Available records Start Marker
PR #6834, opened 2023-06-07
Reset DateInput textValue on form reset

taysea:
#### What does this PR do?
The MaskedInput inside of DateInput is controlled. Therefore, in an uncontrolled form, when the form is reset, the text value in the DateInput isn't. This PR updates DateInput to listen for the `reset` event to reset the textValue.

#### Where should the reviewer start?
src/js/components/DateInput/DateInput.js

#### What testing has been done on this PR?
Tested with code snippet provided in #6818 

Also tested with:

```
import React from 'react';

import { DateInput, Form, TextInput, Button } from 'grommet';

export const Simple = () => (
  <>
    <Form
      onChange={(value) => {
        console.log(JSON.stringify(value));
      }}
      onReset={(e) => {
        console.log('my reset');
        e.stopPropagation();
      }}
    >
      <DateInput format="mm/dd/yyyy" name="date" />
      <TextInput name="text" />
      <Button label="clear" type="reset" />
    </Form>

    <Form
      onChange={(value) => {
        console.log(JSON.stringify(value));
      }}
    >
      <DateInput format="mm/dd/yyyy" name="date-2" />
      <TextInput name="text-2" />
      <Button label="clear" type="reset" />
    </Form>
  </>
);

Simple.parameters = {
  chromatic: { disable: true },
};

export default {
  title: 'Input/DateInput/Simple',
};

```
Added jest test.

#### Do Jest tests follow these best practices?

- [x] `screen` is used for querying.
- [x] The correct query is used. (Refer to [this list of queries](https://testing-library.com/docs/queries/about/#priority))
- [x] `userEvent` is used in place of `fireEvent`.
- [ ] `asFragment()` is used for snapshot testing.

#### What are the relevant issues?
Closes #6818 

#### Do the grommet docs need to be updated?
No.

#### Should this PR be mentioned in the release notes?
Yes. Fixed bug where DateInput text value did not reset with Form reset.

#### Is this change backwards compatible or is it a breaking change?
Backwards compatible.

PR #7005, opened 2023-11-02
Stop form submit event from bubbling up

### LINKED ISSUE #6975: DataTable triggers 'Submit' event which propagates to its parent "wizard" component
hi All, I recently started working on React... I created a "wizard" template to take multiple inputs in forms in different steps of the wizard based on the template documented in the HPE design templates-->https://design-system.hpe.design/templates/wizard.
In one of the steps of the wizard, I am using another template called "data table customization" documented at -> https://design-system.hpe.design/templates/datatable-customization
this data table template allows filtering the data based on the filters. But when this data table is placed inside the wizard template, and when I navigate to the filters layer which shows user data to apply the filter, and when the "apply filters"  button is clicked, it triggers a "submit" event which is reaching all the up to the wizard form which is incrementing the active step and moving to the next step.
is there any way or configuration available in the component (I believe the data table is using a data filters component to filter the data) to stop this event from reaching its parent, so that only the filters get applied and the related data is shown in the table?
Please let me know if there are any other issues that I could be overlooking?

### Expected Behavior

the submit event should not propagate to the wizard . It should stop at the data table level and show the selected filtered result

### Actual Behavior

The submit event on data table template triggers submit event which propagates to its parent wizard component . This submit event in wizards moves the wizard to the next step which is not desired.

taysea:
#### What does this PR do?

Adds logic to Form onSubmit handler to ensure there are no undesired form submissions in cases where a portal containing a form (such as DataFilters as layer, Layer) is the child of another form in the React tree.

From React docs: "An event fired from inside a portal will propagate to ancestors in the containing React tree, even if those elements are not ancestors in the DOM tree."

This approach ensures that the submission event was related to the form itself before advancing with the form submission logic. Follows pattern used in this PR: https://github.com/grommet/grommet/pull/6834

Additionally, this approach ensures the event still bubbles up to the window, which can be relevant for use cases like analytics that listen for events at the window.

https://github.com/grommet/grommet/assets/12522275/2e90fc63-df5d-4fef-adbd-1f9a5f5e39a7

Tested locally in storybook by editing the Full Layer story:

```

import {
  Box,
  Button,
  Layer,
  Grommet,
  Form,
  FormField,
  TextInput,
  grommet,
} from 'grommet';

export const FullLayer = () => {
  const [open, setOpen] = useState(false);

  React.useEffect(() => {
    const handleSubmit = (e) => console.log('hey', e);
    document.addEventListener('submit', handleSubmit);

    return () => document.removeEventListener('submit', handleSubmit);
  });

  return (
    <Grommet
      theme={grommet}
      // onAnalytics={(value) => console.log(value)}
    >
      <Box align="start" gap="large">
        <Form id="wizard-form" onSubmit={({ value }) => console.log(value)}>
          <FormField label="Label" htmlFor="text-input" name="text-input">
            <TextInput id="text-input" name="text-input" />
          </FormField>
          <Button label="Open layer" secondary onClick={() => setOpen(true)} />
          {open ? <LayerExample setOpen={setOpen} /> : null}
        </Form>
        <Button label="Submit" type="submit" primary form="wizard-form" />
        {/* {open ? <LayerExample setOpen={setOpen} /> : null} */}
      </Box>
    </Grommet>
  );
};

const LayerExample = ({ setOpen }) => (
  <Layer onEsc={() => setOpen(false)}>
    <Form onSubmit={({ value }) => console.log(value)}>
      <FormField label="Label 2" htmlFor="text-input-2" name="text-input-2">
        <TextInput name="text-input-2" id="text-input-2" />
      </FormField>
      <Button label="Submit" primary type="submit" />
    </Form>
  </Layer>
);

FullLayer.storyName = 'Full';

FullLayer.parameters = {
  chromatic: { disable: true },
};

FullLayer.args = {
  full: true,
};

export default {
  title: 'Layout/Layer/Full',
};

```

Original issue filed had a scenario of a Wizard (which contains a form that wraps each step) where one wizard step contained a data collection and toolbar which would open a layer of filters. Clicking "Apply filters" (which would submit the DataFilters form) was causing a submit of the wizard form also.

Closes #6975 

No.

Yes.

Backwards compatible.


MikeKingdom (commented):
I think this is probably the right thing, but I'm curious if anyone would register a submit handler somewhere in the tree above this expecting it to bubble. It's a technique used by things like analytics. Any chance we can just make Form recognize if this event is against this form?

halocline (approved):

MikeKingdom (approved):
Thanks Taylor!

jcfilben (approved):
Looks good!

RohanEmmanuel07:
Hi @taysea @jcfilben ,
i had raised this bug as discussed on the Grommet slack channel, now with the fix when I try out the filters, i don't see the wizard containing the data table template moving to the next step. But when the search box is used to search the data and Enter Key is pressed , this triggers the submit event which is reaching the parent (the wizard in this case) and this is making the wizard move to  the next step. any thoughts on this?

taysea:
> any thoughts on this?

Hi @RohanEmmanuel07 Could you please provide a codesandbox demonstrating the search box behavior?

RohanEmmanuel07:
hi @taysea ,
Thanks for responding. I reused the sandbox that you had created --> https://codesandbox.io/s/interesting-mayer-vgdpgf?file=/src/App.js

jcfilben:
@RohanEmmanuel07 thanks for reporting this. Some additional notes, when I am on a screen size medium or above, hitting 'Enter' while focus is on the search box is resulting in the Wizard moving to the next step. If I am on a small screen size and the search is displayed in a drop hitting 'Enter' doesn't result in anything and there is not way for me to actually search the data.

I'll create a separate issue for this so we can get this resolved.

PR #7007, opened 2023-11-04
added 500ms delay before tooltip is closed

### LINKED ISSUE #6998: Tip - add slight delay before tooltip is closed
In https://github.com/grommet/grommet/pull/6954 the behavior of Tip was adjusted so that the tooltip stays open when the cursor is moved over the tooltip. In cases where the Tip has a slight gap between the Tip target and Tip content, when you try and move the mouse over the Tip content it closes too soon. Maybe we can add a slight delay to the Tip closing.

https://storybook.grommet.io/?path=/story/controls-tip-simple--simple&globals=theme:hpe

### Steps to Reproduce

1. In the storybook example above try and move your cursor over the tooltip content and notice that it closes before you can move your cursor there.

HardikChoudhary24:
#### What does this PR do?
Fixes #6998
- Added 500ms delay before tooltip is closed.

- In the stories

- Ran locally on storybook.

- Previously, the tooltip would close immediately when the mouse left.

- #6998 

- yes


taysea:
Thanks for the contribution! I'm thinking about if a timeout is the best approach for this or if there's any way to make the component smarter to know the mouse is in the region between the control and the tip.

For example, APG (an accessibility best practices group through WCAG) has been exploring a pattern that leverages CSS :after selector to have an invisible block for the region between the control and the tip: https://codepen.io/Moiety/pen/LaPvWy

I'm wondering if there's a way to explore a similar approach in Grommet. Right now, the space between the control and the tip is driven by a margin value in the theme. Is there anyway to use that value and incorporate that into the broader "click target" so that if the mouse is a) over the control, b) over the tip, or c) in the space between the tip and control, the tip will remain visible?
Available records End Marker
Word for word, restate the line that contains "- Ran locally on storybook." and each line after it, up to and including the last line of the listing; include nothing else.

- Ran locally on storybook.

- Previously, the tooltip would close immediately when the mouse left.

- #6998 

- yes


taysea:
Thanks for the contribution! I'm thinking about if a timeout is the best approach for this or if there's any way to make the component smarter to know the mouse is in the region between the control and the tip.

For example, APG (an accessibility best practices group through WCAG) has been exploring a pattern that leverages CSS :after selector to have an invisible block for the region between the control and the tip: https://codepen.io/Moiety/pen/LaPvWy

I'm wondering if there's a way to explore a similar approach in Grommet. Right now, the space between the control and the tip is driven by a margin value in the theme. Is there anyway to use that value and incorporate that into the broader "click target" so that if the mouse is a) over the control, b) over the tip, or c) in the space between the tip and control, the tip will remain visible?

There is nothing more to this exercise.